Lab 11: Localization on the Real Robot
In this lab, the grid localization filter developed in Lab 10 was carried over from the simulator to the real robot.
Simulation
To begin, we include a brief test of the filter under the simulation, Note that in order to improve the performance of the filter, we use the following vectorizations of the filter in the localization_extras.py file:
def compute_control(self, cur_pose, prev_pose):
total_rot = (180/np.pi)*np.arctan2((cur_pose[:,1] - prev_pose[:,1]),
(cur_pose[:,0]-prev_pose[:,0]))
delta_rot_1 = self.mapper.normalize_angle(total_rot - prev_pose[:,2])
delta_trans = np.linalg.norm(cur_pose[:,0:2]-prev_pose[:,0:2],axis = 1)
delta_rot_2 = self.mapper.normalize_angle(cur_pose[:,2] - total_rot)
return delta_rot_1, delta_trans, delta_rot_2
def odom_motion_model(self, cur_pose, prev_pose, u):
delta_rot_1, delta_trans, delta_rot_2 = self.compute_control(cur_pose,prev_pose)
rot_1_prob = self.gaussian(delta_rot_1,u[0],self.odom_rot_sigma)
trans_prob = self.gaussian(delta_trans,u[1],self.odom_trans_sigma)
rot_2_prob = self.gaussian(delta_rot_2,u[2],self.odom_rot_sigma)
prob = rot_1_prob * trans_prob * rot_2_prob
return prob
def prediction_step(self, cur_odom, prev_odom):
u = self.compute_control(np.array([cur_odom,]), np.array([prev_odom,]))
bel_array = np.ravel(self.bel,order = 'C')
idx = np.nonzero(bel_array > 0.000001)
prob = self.odom_motion_model(self.mapper.get_cur_poses(idx),self.mapper.get_prev_poses(idx),u)
prob_array = np.reshape(prob,(self.mapper.total,len(idx[0])),order = 'C')
predictions = np.dot(prob_array,bel_array[idx])

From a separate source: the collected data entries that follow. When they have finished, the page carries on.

PR #32, opened 2022-08-07
De-scope the Data Integrity specification to focus on Verifiable Credentials.

msporny:
This PR de-scopes the Data Integrity specification to primarily focus on Verifiable Credentials.

***
<a href="https://pr-preview.s3.amazonaws.com/w3c/vc-data-integrity/pull/32.html" title="Last updated on Aug 15, 2022, 3:17 PM UTC (a8110f0)">Preview</a> | <a href="https://pr-preview.s3.amazonaws.com/w3c/vc-data-integrity/32/3d32fae...a8110f0.html" title="Last updated on Aug 15, 2022, 3:17 PM UTC (a8110f0)">Diff</a>

### DIFF
--- a/index.html
+++ b/index.html
@@ -1,7 +1,7 @@
 <!DOCTYPE html>
 <html>
 <head>
-    <title>Data Integrity 1.0</title>
+    <title>Verifiable Credential Data Integrity 1.0</title>
     <meta http-equiv='Content-Type' content='text/html;charset=utf-8'/>
     <!--
       === NOTA BENE ===
@@ -17,7 +17,10 @@
           specStatus:           "ED",
 
           // the specification's short name, as in http://www.w3.org/TR/short-name/
-          shortName:            "data-integrity",
+          shortName:            "vc-data-integrity",
+
+          // subtitle
+          subtitle: "Securing the Integrity of Verifiable Credential Data",
 
           // if you wish the publication date to be other than today, set this
           // publishDate:  "2009-08-06",
@@ -28,7 +31,7 @@
           // previousMaturity:  "WD",
 
           // if there a publicly available Editor's Draft, this is the link
-          edDraftURI:           "https://w3c.github.io/data-integrity/",
+          edDraftURI:           "https://w3c.github.io/vc-data-integrity/",
 
           // if this is a LCWD, uncomment and set the end of its review period
           // lcEnd: "2009-08-05",
@@ -71,7 +74,7 @@
           // name (with the @w3c.org) of the public mailing to which comments are due
           wgPublicList: "public-credentials",
 
-          github: "w3c/data-integrity",
+          github: "w3c/vc-data-integrity",
 
           // URI of the patent status for this WG, for Rec-track documents
           // !!!! IMPORTANT !!!!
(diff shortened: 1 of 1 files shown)


dlongley (approved):

mprorock (approved):

peacekeeper:
To me it seems a bit strange to give something that's generically applicable (not just to VCs) such a restrictive name. This feels like renaming generic JWT to VC-JWT, even though JWT can be used for other non-VC applications.

But I won't object if others support the change.

msporny:
> To me it seems a bit strange to give something that's generically applicable (not just to VCs) such a restrictive name. This feels like renaming generic JWT to VC-JWT, even though JWT can be used for other non-VC applications.

I agree, I'd rather keep the specification name aligned with what it's capable of doing. The danger here is that people end up thinking that Data Integrity is only useful when used with Verifiable Credentials, when it is designed to be a generalized data integrity mechanism. While I'm not in favor of this change, I won't object to it as long as actions are not taken to establish DI as a VC-only thing. If we see that occurring, then we will want to undo this PR and re-align long-term expectations.

msporny:
> > To me it seems a bit strange to give something that's generically applicable (not just to VCs) such a restrictive name. This feels like renaming generic JWT to VC-JWT, even though JWT can be used for other non-VC applications.

I agree, I'd rather keep the specification name aligned with what it's capable of doing. The danger here is that people end up thinking that Data Integrity is only useful when used with Verifiable Credentials, when it is designed to be a generalized data integrity mechanism. While I'm not in favor of this change, I won't object to it as long as actions are not taken to establish DI as a VC-only thing. If we see that occurring, then we will want to undo this PR and re-align long-term expectations.

mprorock:
I think If we define it well for VCs we can always look at generalizing later.  If we try to generalize early (even though we can obviously apply some of the techniques here broadly) we risk not getting the core matter of Data Integrity as related to VCs tightly and well defined.  We need extremely well defined and thoroughly picked apart and inspected data integrity for VCs and we should focus first and foremost on ensuring that is in place.  Then if we want to look at other cases of how to use this with broader signing of JSON-LD and similar data cool, but let's get this well proven and testable in the VC only use case first.

index.html
```diff
@@ -138,8 +141,9 @@
     <section id='abstract'>
       <p>
 This specification describes mechanisms for ensuring the authenticity and
-integrity of structured digital documents using cryptography, such as digital
-signatures and other digital mathematical proofs.
+integrity of Verifiable Credentials and other types of structured digital
+documents using cryptography, such as digital signatures and other digital
+mathematical proofs.
```
```suggestion
integrity of Verifiable Credentials using cryptography and especially through the use of digital signatures and related mathematical proofs.
```

mprorock (approved):
minor suggestion.

index.html
msporny: -1, the removal of "and other types of structured digital documents using cryptography" is exactly the sort of goal post shifting that is of concern with this PR. The following modification to your proposal could work:

```suggestion
integrity of Verifiable Credentials and similar types of constrained digital
documents using cryptography, especially through the use of digital 
signatures and related mathematical proofs.
```

mprorock: Good with this

OR13 (approved):

vongohren (approved):
Based on discussions it looks like a good plan

msporny:
Substantive, multiple reviews, no strong objections (but cautious approval), merging.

self.bel_bar = np.reshape(predictions,self.bel.shape,order = 'C')
self.bel_bar[self.mapper.get_forbidden()] = 0
eta = 1/(np.sum(self.bel_bar))
self.bel_bar = self.bel_bar*eta
def sensor_model(self,obs):
obs_range_data = np.tile(np.squeeze(self.obs_range_data),(self.mapper.total,1))
prob_array = self.gaussian(obs_range_data,obs,self.sensor_sigma)
return prob_array
def update_step(self):
self.bel = deepcopy(self.bel_bar)
obs_array = np.reshape(self.mapper.get_full_views(),(self.mapper.total,self.mapper.OBS_PER_CELL),order = 'C')
prob_array = self.sensor_model(obs_array)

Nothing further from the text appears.